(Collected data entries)
=== Begin Enclosure ===
PR #127, opened 2017-05-16
Generic mapper

gasche:
@mhyee I also went ahead and refactored part of your constant-folding work (it is your PR that gave me the idea of this), so I hope your tests are good!

@o- you won't see me using object-oriented very often, have a look!

### DIFF
--- a/edit.ml
+++ b/edit.ml
@@ -130,17 +130,10 @@ let freshen_assign ({instrs} as inp : analysis_input) (def : pc) =
     assert(false)
 open Instr
 
-let replace_var_in_exp var (exp : simple_expression) (in_exp : expression) : expression =
-  let in_simple_exp in_exp =
-    match in_exp with
-    | Constant _ -> in_exp
-    | Var x -> if x = var then exp else in_exp in
 
-  match in_exp with
-  | Simple se -> Simple (in_simple_exp se)
-  | Op (op, exps) ->
-    Op (op, List.map in_simple_exp exps)
-
-let replace_var_in_arg var (exp : simple_expression) (in_arg : argument) : argument =
-  replace_var_in_exp var exp in_arg
-
+let replace_var var simple_exp = object (self)
+  inherit Instr.map as super
+  method! simple_expression e = match e with
+    | Constant _ -> e
+    | Var x -> if x = var then simple_exp else e
+end
--- a/edit.ml
+++ b/edit.ml
@@ -110,62 +110,11 @@ let split_edge instrs pc label pc' =
   new_instrs.(pc_map pc) <- new_branch;
   new_instrs, pc_map
 
-let replace_uses_in_instruction old_name new_name instr : instruction =
-  let in_simple_expression (exp:simple_expression) : simple_expression =
-    match exp with
-    | Constant _ -> exp
-    | Var x -> if x = old_name then Var new_name else exp in
-  let in_expression exp : expression =
-    match exp with
-    | Simple se -> Simple (in_simple_expression se)
-    | Op (op, exps) ->
-      Op (op, List.map in_simple_expression exps) in
-  let in_arg e : argument = in_expression e in
-  let in_osr osr : osr_def =
-    match osr with
-    | Osr_var (x, exp) -> Osr_var (x, in_expression exp)
-  in
-  match instr with
-  | Call (x, f, exs) ->
-    assert(x <> old_name);   (* -> invalid scope *)
-    Call (x, in_expression f, List.map in_arg exs)
-  | Stop e ->
-    Stop (in_expression e)
-  | Return e ->
-    Return (in_expression e)
-  | Decl_var (x, exp) ->
-    assert(x <> old_name);   (* -> invalid scope *)
-    Decl_var (x, in_expression exp)
-  | Decl_array (x, def) ->
-    assert (x <> old_name);
-    let def = match def with
-      | Length e -> Length (in_expression e)
-      | List es -> List (List.map in_expression es)
-    in Decl_array (x, def)
-  | Assign (x, exp) ->
-    Assign (x, in_expression exp)
-  | Array_assign (x, index, exp) ->
-    let x' = if x = old_name then new_name else x in
-    Array_assign (x', in_expression index, in_expression exp)
-  | Drop x ->
-    if x = old_name then Drop new_name else instr
-  | Print exp ->
-    Print (in_expression exp)
-  | Assert exp ->
-    Assert (in_expression exp)
-  | Branch (exp, l1, l2) ->
-    Branch (in_expression exp, l1, l2)
-  | Osr {cond; target; map} ->
-    let cond = List.map in_expression cond in
-    let map = List.map in_osr map in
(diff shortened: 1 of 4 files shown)


o-:
> you won't see me using object-oriented very often, have a look!

haha, learn from the best. I'll look at it ;) need sleep first

Maybe transformations could be objects too? For example for debugging it would be very useful if a transformation knows its name and can log its changes...

edit.ml
```diff
@@ -110,61 +110,16 @@ let split_edge instrs pc label pc' =
...
-  | Label _ | Goto _ | Comment _ ->
-    assert (VarSet.is_empty (used_vars instr));
-    instr
+  let mapper = object (self)
+    inherit Instr.mapper as super
+    method! bound_variable x =
+      if x = old_name then new_name else x
+    method! binder x = x
+    method! instruction = function[@warning "-4"]
+      | Assign (x, e) -> Assign (x, self#expression e)
```
gasche: Note: this special-case behavior of *not* touching the assigned variable was kept from the previous version of the code, but I don't know if it's still necessary. (There is a call after this mapper is used that works on Assign instructions specifically, and it may have to be changed in synch.). It would be nicer (more regular) to get rid of it.

edit.ml
```diff
@@ -110,61 +110,16 @@ let split_edge instrs pc label pc' =
...
-  | Read x ->
-    assert (x <> old_name);
-    instr
-
-  | Label _ | Goto _ | Comment _ ->
-    assert (VarSet.is_empty (used_vars instr));
-    instr
+  let mapper = object (self)
+    inherit Instr.mapper as super
+    method! bound_variable x =
```
gasche: `method!` is like `method` but it explicitly indicates the intent to override an existing method. Otherwise it's easy to do a typo, and define a separate method instead of overriding the one we think. (It happened to me while writing this PR.)

edit.ml
mhyee: I agree, it would be nice to remove it. It's also a bit odd that `Assign` has a special case but `Array_assign` does not. But arrays were added later and maybe this case was missed?

It looks like this is being used in `freshen_assign`, which is used for hoisting assignments. But then we also removed const/mut, which probably affects the optimization.

@o-, I think you were the one who implemented the optimization? What do you think?

transform_constantfold.ml
```diff
@@ -24,73 +24,25 @@ let const_fold ({formals; instrs} : analysis_input) : instructions option =
...
-      (* Replace all expressions in the osr environment. *)
-      let map = List.map (fun (Osr_var (y, e)) -> Osr_var (y, replace e)) map in
-      let cond = List.map replace cond in
-      Osr {cond; target; map}
-    | Drop y
-    | Read y ->
-      instr
-    | Label _ | Goto _ | Comment _ -> instr in
+    method! expression exp =
+      let all_folded = ref true in
```
mhyee: This should technically be `all_propagated` (or something similar). I use "propagation" to mean "replacing constant variables with their values" and "folding" to mean "evaluating (closed) expressions."

edit.ml
```diff
@@ -110,61 +110,16 @@ let split_edge instrs pc label pc' =
   new_instrs, pc_map
 
 let replace_uses_in_instruction old_name new_name instr : instruction =
```
o-: can't we get rid of this api alltogether?

edit.ml
o-: well the method is called replace uses... `x <- 4` is not a use of x. `x[1] <- 4` is a use of x. I guess that's also why there was an assert in declare (which you removed) that the declared variable is not the one to rename.

more symmetric is not always more correct...

o-: To answer you question: yes the pass does the following:
```
...
x <- x
print x
```
--->
```
...
var x_1 <- x
print x_1 
```

Therefore obviously in the case:
```
...
x <- x
x <- x
print x
```
The correct transformation is
```
...
var x_1 = x
x <- x_1       # here the assignee has to stay untouched since it's a different use-def chain
print x
```

instr.ml
```diff
@@ -322,3 +322,82 @@ let checkpoint_label pc =
 
 let independent instr exp =
   VarSet.is_empty (VarSet.inter (changed_vars instr) (expr_vars exp))
+
+class mapper = object (m)
+  method variable x = x
```
o-: is this one really necessary. found it very confusing. just inline below. i think users should think about the difference. i don't see a reasonable justification for unifying the handling of the *lhs* of an assignment and a *variable* occuring in an expression (except that they happen to have the same type in our instrs).

instr.ml
```diff
@@ -322,3 +322,82 @@ let checkpoint_label pc =
 
 let independent instr exp =
   VarSet.is_empty (VarSet.inter (changed_vars instr) (expr_vars exp))
+
+class mapper = object (m)
```
o-: I found the naming a bit confusing.

1. I would call the thing a *Map* instead of a *Mapper*
2. If you really want *Map* as a type then it should be an interface (not sure if they exist in ocaml, no need to actually do this, since this is a simple case)
3. This class here is the *IdentityMap*

o- (commented):
I have some comments

edit.ml
gasche: by removing the optimization that relies on it, or do you have other plans?

instr.ml
gasche: Do you think that I could separate three/ways into binding, use, and assignment positions? If I formulated the mut-to-const optimization above as transforming uses but not assignments, would that be good with you?

o-: right, that might be more clear

edit.ml
o-: no, I thought of eg. returning the map object or even push down this method (since it has only one caller I think)

gasche: Returning the map object: sure, can do. Pushing down: I would propose to keep in Edit the transformations that are generic enough to be potentially of use to different analyses/transformations, and push down the optimization-specific ones. If I can reword this one to not have Assign a special case anymore, it becomes generic enough to stay -- otherwise it goes. On the other hand, `freshen_assign` should probably be pushed down in any case.

instr.ml
gasche: I'm ok with `map`, but I don't see the point in `identity_map`: sure, we don't do anything, but the point is to inherit it to define (non-identity) mappers -- so inheritance would immediately break the `identity` part. I think that `generic_map` would also work, but again why do long when we can do short? One approach would have been to define one `map` class for different types (so a mapper on instructions would be parametrized over or inherit a mapper on variables and on expressions), but here the idea is to define one class for all types at once (and we do finer distinctions than the type structure, although this could be fixed by adding more type synonyms).

o-:
btw. I am ok with the rest of the changes. you can regard my comments as suggestions and proceed as you see fit

gasche:
I just rebased the branch with the various changes suggested. I will try to merge it soon to avoid further conflicts -- it already conflicts with the `fixedness` branch that I will rebase after this one is merged.

mhyee (approved):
=== End Enclosure ===
WHAT THE TASK ASKS » Print, without alteration, only the lines above between the one holding "in_simple_expression exps) in" and the one holding "(x, f, exs) ->", inclusive.

TASK RESPONSE »
-      Op (op, List.map in_simple_expression exps) in
-  let in_arg e : argument = in_expression e in
-  let in_osr osr : osr_def =
-    match osr with
-    | Osr_var (x, exp) -> Osr_var (x, in_expression exp)
-  in
-  match instr with
-  | Call (x, f, exs) ->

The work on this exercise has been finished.